* WORK ITEM
Some lines below hold "modules". Pick them out and copy them.
[EXTRACTED INFORMATION Boundary: Start]
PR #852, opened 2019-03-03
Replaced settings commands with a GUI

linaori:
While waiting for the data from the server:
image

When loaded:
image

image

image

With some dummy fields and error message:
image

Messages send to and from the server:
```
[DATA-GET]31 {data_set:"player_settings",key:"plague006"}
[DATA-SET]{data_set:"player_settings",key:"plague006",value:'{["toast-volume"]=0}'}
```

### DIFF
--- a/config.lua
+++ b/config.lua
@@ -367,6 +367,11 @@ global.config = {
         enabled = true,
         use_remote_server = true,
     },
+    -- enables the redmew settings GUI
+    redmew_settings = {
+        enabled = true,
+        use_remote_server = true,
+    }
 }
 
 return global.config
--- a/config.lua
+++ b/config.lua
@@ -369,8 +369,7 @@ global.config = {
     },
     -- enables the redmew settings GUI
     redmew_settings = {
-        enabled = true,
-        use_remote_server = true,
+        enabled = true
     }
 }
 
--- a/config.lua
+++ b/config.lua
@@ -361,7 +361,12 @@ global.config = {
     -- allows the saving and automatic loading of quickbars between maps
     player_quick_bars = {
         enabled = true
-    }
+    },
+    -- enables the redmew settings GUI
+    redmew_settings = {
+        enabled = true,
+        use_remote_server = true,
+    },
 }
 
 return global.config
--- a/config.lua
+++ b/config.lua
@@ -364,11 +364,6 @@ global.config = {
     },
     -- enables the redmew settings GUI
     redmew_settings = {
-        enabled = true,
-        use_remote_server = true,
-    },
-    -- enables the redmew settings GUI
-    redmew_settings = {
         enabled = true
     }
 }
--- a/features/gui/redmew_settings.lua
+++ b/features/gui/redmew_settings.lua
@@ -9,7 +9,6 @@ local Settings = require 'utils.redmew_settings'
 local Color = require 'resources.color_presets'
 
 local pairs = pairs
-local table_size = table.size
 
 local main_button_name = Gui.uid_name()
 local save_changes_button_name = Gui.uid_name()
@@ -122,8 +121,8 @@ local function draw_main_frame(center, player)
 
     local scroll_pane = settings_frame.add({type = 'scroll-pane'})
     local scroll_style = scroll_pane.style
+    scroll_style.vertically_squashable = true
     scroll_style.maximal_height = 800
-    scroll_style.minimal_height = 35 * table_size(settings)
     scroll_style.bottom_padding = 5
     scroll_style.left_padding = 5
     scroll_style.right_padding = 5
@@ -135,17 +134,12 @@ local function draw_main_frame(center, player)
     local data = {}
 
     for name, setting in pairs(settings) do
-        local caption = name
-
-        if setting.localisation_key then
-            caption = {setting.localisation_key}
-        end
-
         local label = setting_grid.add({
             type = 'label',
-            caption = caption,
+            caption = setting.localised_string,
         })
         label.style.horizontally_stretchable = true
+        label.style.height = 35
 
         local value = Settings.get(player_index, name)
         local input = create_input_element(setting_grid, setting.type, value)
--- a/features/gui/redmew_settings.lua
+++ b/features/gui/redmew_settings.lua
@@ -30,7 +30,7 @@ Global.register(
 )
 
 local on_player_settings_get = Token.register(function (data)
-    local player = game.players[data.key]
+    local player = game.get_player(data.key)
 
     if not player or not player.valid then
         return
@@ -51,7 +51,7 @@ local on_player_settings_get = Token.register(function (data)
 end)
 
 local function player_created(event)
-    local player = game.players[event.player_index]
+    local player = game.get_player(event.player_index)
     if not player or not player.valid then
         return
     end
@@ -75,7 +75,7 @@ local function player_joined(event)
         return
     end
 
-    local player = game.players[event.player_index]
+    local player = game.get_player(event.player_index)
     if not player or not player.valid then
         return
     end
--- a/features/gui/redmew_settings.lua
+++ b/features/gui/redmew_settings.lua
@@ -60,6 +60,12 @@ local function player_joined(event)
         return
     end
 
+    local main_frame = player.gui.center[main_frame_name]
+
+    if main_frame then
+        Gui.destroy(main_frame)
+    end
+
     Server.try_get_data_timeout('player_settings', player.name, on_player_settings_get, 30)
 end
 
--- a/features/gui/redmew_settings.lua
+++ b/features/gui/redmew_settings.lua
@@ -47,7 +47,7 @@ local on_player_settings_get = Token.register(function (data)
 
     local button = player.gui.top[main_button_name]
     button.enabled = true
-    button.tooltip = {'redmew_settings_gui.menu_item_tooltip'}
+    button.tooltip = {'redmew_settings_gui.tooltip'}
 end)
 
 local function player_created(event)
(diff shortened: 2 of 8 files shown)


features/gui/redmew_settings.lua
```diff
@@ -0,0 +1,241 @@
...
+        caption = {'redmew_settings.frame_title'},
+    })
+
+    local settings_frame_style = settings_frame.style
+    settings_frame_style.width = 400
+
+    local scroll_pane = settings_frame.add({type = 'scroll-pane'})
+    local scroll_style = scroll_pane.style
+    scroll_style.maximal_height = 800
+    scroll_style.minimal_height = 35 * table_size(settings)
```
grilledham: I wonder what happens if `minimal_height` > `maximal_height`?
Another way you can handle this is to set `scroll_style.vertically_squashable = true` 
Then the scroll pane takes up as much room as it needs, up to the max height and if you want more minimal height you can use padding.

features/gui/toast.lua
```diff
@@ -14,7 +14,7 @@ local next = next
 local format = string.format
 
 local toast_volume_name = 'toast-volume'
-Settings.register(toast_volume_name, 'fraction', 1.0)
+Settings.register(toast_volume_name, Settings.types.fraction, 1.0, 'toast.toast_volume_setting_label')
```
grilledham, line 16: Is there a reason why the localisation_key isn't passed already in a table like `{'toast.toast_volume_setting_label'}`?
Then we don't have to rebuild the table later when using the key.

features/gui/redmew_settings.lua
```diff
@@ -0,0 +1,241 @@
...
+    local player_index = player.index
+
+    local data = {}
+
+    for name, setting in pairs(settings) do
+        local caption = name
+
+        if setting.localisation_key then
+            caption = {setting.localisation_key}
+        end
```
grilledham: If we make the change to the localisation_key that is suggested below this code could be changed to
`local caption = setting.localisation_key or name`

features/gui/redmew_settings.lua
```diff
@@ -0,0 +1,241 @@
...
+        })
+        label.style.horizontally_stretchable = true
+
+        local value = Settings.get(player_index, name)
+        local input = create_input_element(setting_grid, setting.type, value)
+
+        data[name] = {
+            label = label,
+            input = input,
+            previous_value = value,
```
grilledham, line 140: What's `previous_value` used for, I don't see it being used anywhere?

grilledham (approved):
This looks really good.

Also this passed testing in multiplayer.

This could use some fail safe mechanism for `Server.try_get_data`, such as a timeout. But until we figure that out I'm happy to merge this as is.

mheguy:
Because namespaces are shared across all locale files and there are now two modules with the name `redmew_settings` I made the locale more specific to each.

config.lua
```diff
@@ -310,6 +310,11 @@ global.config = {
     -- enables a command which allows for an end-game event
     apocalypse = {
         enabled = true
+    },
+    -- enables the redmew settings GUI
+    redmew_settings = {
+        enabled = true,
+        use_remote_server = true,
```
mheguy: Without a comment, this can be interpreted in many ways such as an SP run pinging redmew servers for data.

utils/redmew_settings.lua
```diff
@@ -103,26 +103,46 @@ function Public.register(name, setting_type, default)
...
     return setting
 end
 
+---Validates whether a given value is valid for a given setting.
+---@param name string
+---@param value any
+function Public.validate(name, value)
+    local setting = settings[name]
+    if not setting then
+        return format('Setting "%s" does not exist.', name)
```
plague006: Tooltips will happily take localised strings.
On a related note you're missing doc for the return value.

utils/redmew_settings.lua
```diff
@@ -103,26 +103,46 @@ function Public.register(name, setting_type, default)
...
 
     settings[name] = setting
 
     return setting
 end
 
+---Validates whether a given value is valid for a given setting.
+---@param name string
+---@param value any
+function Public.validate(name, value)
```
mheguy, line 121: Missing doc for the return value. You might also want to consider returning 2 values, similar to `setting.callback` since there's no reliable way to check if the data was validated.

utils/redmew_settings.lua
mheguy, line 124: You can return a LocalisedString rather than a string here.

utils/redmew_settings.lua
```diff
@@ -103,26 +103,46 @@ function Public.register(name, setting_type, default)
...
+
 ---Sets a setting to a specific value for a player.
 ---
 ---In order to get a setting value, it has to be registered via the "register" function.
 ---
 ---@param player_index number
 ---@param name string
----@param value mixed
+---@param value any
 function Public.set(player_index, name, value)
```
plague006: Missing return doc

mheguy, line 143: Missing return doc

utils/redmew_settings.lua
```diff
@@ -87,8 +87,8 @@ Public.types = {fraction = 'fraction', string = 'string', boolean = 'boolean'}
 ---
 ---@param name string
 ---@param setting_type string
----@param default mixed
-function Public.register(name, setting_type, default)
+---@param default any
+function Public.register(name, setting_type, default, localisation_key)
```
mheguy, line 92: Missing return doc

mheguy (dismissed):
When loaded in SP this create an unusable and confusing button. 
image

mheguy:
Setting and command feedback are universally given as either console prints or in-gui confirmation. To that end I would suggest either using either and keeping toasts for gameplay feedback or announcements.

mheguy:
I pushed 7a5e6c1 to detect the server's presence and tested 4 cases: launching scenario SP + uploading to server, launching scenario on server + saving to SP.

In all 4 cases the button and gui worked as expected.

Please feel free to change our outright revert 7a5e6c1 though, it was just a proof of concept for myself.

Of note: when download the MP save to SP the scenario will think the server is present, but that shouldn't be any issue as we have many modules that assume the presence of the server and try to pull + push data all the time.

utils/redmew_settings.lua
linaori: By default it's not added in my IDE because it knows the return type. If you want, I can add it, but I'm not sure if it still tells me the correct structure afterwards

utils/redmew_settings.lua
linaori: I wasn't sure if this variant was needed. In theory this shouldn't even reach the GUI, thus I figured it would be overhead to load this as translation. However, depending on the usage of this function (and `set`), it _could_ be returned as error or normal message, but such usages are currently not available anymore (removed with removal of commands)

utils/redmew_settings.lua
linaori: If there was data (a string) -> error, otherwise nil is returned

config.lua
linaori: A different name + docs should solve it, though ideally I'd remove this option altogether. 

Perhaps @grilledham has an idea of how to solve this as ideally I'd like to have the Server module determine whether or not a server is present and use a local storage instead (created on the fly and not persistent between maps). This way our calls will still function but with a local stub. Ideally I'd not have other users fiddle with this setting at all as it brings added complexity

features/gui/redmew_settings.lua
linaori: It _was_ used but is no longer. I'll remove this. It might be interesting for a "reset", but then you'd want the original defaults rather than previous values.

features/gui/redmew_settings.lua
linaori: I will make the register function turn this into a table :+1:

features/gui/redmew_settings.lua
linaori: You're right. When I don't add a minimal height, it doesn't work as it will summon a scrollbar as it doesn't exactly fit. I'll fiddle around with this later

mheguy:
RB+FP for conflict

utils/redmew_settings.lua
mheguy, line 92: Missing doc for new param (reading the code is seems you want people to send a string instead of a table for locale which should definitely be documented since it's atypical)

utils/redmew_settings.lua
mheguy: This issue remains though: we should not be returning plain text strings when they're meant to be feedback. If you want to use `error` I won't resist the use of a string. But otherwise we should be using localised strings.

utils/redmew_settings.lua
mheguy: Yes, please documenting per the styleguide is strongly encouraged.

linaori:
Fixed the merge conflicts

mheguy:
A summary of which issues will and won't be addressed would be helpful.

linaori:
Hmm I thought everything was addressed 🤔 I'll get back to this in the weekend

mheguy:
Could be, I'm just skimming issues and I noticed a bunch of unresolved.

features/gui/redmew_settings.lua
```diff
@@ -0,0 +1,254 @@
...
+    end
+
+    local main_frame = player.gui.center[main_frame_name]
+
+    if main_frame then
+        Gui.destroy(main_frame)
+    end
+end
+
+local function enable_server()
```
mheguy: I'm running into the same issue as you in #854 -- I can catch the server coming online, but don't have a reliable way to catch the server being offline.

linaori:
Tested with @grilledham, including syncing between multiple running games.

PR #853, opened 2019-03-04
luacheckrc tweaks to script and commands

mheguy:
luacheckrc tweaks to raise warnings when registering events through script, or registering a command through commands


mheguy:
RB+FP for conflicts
[EXTRACTED INFORMATION Boundary: End]
* ANSWER BOX
Because namespaces are shared across all locale files and there are now two modules with the name `redmew_settings` I made the locale more specific to each.
Of note: when download the MP save to SP the scenario will think the server is present, but that shouldn't be any issue as we have many modules that assume the presence of the server and try to pull + push data all the time.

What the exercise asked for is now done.